- _DESCRIPTION OF THE TASK_
Whenever a line in the data holds the string "command", copy that line.

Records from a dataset
• • • • •

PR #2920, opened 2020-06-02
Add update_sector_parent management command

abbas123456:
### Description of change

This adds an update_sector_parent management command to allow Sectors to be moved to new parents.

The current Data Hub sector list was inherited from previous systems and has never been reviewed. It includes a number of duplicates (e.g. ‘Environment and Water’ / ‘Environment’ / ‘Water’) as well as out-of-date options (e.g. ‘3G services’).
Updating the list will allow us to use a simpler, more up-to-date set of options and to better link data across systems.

• • • • •

- _REPLY TO THE EXERCISE_
Add update_sector_parent management command
This adds an update_sector_parent management command to allow Sectors to be moved to new parents.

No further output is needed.